**TASK GOAL**
Every line below that carries the word "args" needs to be copied.

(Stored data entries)
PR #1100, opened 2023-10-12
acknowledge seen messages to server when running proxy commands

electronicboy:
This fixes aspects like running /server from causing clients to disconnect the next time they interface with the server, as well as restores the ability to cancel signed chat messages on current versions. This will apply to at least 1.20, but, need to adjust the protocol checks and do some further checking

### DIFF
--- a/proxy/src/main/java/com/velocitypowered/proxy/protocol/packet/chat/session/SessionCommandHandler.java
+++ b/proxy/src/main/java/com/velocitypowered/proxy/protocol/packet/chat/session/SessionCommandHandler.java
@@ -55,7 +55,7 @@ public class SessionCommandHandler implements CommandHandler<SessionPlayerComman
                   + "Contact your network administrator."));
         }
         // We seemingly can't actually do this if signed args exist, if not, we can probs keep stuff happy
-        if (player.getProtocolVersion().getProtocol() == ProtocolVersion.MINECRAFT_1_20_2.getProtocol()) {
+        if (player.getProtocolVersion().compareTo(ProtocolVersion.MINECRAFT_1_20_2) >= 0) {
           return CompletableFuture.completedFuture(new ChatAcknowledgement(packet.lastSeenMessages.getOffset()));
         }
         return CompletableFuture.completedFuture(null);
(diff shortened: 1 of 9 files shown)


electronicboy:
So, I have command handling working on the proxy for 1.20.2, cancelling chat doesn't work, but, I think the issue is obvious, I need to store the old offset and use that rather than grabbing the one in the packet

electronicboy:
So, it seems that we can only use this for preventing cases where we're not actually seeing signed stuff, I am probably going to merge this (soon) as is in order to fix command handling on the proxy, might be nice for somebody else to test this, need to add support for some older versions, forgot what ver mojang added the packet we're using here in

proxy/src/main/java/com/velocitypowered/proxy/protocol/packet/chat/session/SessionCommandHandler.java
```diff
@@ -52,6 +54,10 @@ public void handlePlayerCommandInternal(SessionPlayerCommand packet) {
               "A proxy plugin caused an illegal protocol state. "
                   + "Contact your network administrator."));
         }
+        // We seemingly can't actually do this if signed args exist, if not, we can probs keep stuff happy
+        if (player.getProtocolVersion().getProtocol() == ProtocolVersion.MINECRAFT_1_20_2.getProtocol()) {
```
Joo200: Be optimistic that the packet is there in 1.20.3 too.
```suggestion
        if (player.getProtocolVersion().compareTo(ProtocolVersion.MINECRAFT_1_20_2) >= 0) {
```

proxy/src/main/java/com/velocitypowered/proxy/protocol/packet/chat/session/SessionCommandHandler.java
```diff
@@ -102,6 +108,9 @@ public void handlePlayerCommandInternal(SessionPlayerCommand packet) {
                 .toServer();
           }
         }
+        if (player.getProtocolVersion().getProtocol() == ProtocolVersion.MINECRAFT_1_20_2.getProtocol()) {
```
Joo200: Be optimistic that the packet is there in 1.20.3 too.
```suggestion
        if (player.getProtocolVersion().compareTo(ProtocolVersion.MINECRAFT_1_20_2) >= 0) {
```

...

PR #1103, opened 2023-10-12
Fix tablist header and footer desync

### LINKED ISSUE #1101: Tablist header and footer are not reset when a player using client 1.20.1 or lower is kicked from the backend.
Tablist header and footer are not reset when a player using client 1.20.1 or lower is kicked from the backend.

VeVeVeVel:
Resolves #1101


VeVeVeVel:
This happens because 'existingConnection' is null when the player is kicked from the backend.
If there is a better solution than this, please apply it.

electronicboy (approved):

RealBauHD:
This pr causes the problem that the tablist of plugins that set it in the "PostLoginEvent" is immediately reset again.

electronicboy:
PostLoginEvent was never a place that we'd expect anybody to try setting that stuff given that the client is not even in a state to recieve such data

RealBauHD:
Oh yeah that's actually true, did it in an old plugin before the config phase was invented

==

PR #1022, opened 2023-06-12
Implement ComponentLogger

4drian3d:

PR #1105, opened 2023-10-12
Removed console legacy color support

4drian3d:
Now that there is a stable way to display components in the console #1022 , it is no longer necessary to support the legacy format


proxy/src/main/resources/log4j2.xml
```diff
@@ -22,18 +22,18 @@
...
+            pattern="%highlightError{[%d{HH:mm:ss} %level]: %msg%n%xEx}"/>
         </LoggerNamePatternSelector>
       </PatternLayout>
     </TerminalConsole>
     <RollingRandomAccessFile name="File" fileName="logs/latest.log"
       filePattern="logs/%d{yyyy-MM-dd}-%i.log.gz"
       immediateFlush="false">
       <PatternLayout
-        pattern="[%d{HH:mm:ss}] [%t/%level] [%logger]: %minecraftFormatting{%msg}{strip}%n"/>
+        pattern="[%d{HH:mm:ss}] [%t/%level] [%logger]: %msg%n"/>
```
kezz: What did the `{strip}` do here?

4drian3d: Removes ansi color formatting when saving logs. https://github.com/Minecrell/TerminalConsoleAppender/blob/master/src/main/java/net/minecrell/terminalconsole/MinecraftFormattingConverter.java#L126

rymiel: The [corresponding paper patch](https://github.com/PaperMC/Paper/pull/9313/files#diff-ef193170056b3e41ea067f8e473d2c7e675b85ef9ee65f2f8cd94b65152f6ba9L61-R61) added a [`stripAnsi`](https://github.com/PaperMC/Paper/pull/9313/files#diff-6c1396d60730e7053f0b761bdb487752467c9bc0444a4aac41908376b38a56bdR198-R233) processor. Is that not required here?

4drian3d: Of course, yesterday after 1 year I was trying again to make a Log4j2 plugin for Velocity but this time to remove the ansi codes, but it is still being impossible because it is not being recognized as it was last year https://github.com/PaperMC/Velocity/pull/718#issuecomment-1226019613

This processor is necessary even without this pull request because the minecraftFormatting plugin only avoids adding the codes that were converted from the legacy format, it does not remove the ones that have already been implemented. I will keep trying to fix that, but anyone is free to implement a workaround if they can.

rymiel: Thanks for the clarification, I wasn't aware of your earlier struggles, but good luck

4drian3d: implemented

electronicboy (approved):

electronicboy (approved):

**TASK RESPONSE**
         // We seemingly can't actually do this if signed args exist, if not, we can probs keep stuff happy
+        // We seemingly can't actually do this if signed args exist, if not, we can probs keep stuff happy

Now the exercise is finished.